For most of the twentieth century and into the early twenty-first century, the emphasis of Liechtenstein's foreign policy was on neutrality. The country's last foreign involvement was in 1866, when Liechtenstein sent 80 men to patrol the Austrian border with Italy under its obligation to the German Confederation. The army was disbanded in 1868, shortly after the confederation broke up. Although neutral in both world wars, Liechtenstein's economic links with Austria made it a target of Allied embargoes each time.
With the reign of Hans Adam, however, in the second half of the twentieth century, Liechtenstein's foreign policy has gained noticeably in importance. Highlights among the numerous activities are without doubt admission to the United Nations (UN) in 1990, membership in the European Free Trade Association (1991), participation in the European Economic Area (EEA) in 1995, and admission to the World Trade Organization (WTO) in 1995.

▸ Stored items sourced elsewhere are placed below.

PR #6065, opened 2023-04-13
feat(remix-testing): cast types to use Remix type definitions + allow passing context

### LINKED ISSUE #6054: Typings for createRemixStub should allow passing a regular loader

1.15.0

- [X] Yes

### Steps to Reproduce

Do this:

```tsx
import { json, type DataFunctionArgs } from "@remix-run/node";
import { unstable_createRemixStub as createRemixStub } from "@remix-run/testing";

export async function loader(args: DataFunctionArgs) {
  return json({ hi: "there" });
}

createRemixStub([
  {
    path: "/example",
    loader,
  },
]);
```

Here's [a TypeScript Playground for this](https://www.typescriptlang.org/play?#code/JYWwDg9gTgLgBAbzgKwM4QHYBo4wJ5gCmcAIgIYxkBiArhgMYzCYCCUA5qnAL5wBmUCCDgAiAAJRCIYAA8AtFDoB6DBAAmhEQG4AUKEixEcOqkoAjADaEA+vUkVCAJSmyAyjBpm4ZLncIPnaRl3Tx5+QWFxSSCFZRhCU2AMdm0dHUIZA3gfPAZ+OkZmDDgLCDINKAAKMg5UAC5SCmoCplZagEpEHTg4SQ8oYrRMSqQAC2AGkRhRwkkRHnbdbjS-AJdgjzNKgG1urp6esApRyaUMsnArESw9ntLy2Zue7huAXUWdIA)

Liechtenstein's closest international association is with Switzerland, a relationship that dates to the Customs Union Agreement signed in 1923. Liechtenstein is represented abroad by Switzerland, but diplomatic decisions affecting Liechtenstein cannot be made legally without its consent. The agreement also allows Liechtenstein and Switzerland to be represented as one mutual economic area. Therefore, the borders between those states are open. The border between Liechtenstein and Austria is secured by Swiss customs officers. However, Liechtenstein has also been a member of the EEA since 1995—largely through the initiative of Hans Adam; this affiliation allows the country to participate in the European Union (EU) internal market.
Liechtenstein came under the international microscope in 2000 when the Organization for Economic Cooperation and Development (OECD) listed the nation as one of 15 "noncooperative" countries in its eleventh annual report from the Financial Action Task Force (FATF) on money laundering. Liechtenstein was also cited as having "potentially harmful" or unfair tax practices. The objective of the FATF in these reports is to locate areas within the global financial infrastructure that may potentially be used by those seeking to finance or benefit from drug traffickers, arms smugglers, and terrorists. Though the Liechtenstein government defended its tax system, immediate measures were taken, in cooperation with the OECD, and the country was removed from the list the following year.
As a recognized sovereign state, Liechtenstein belongs to the Council of Europe, International Telecommunications Satellite Organization (INTELSAT), and the Organization for Security and Cooperation in Europe (OSCE).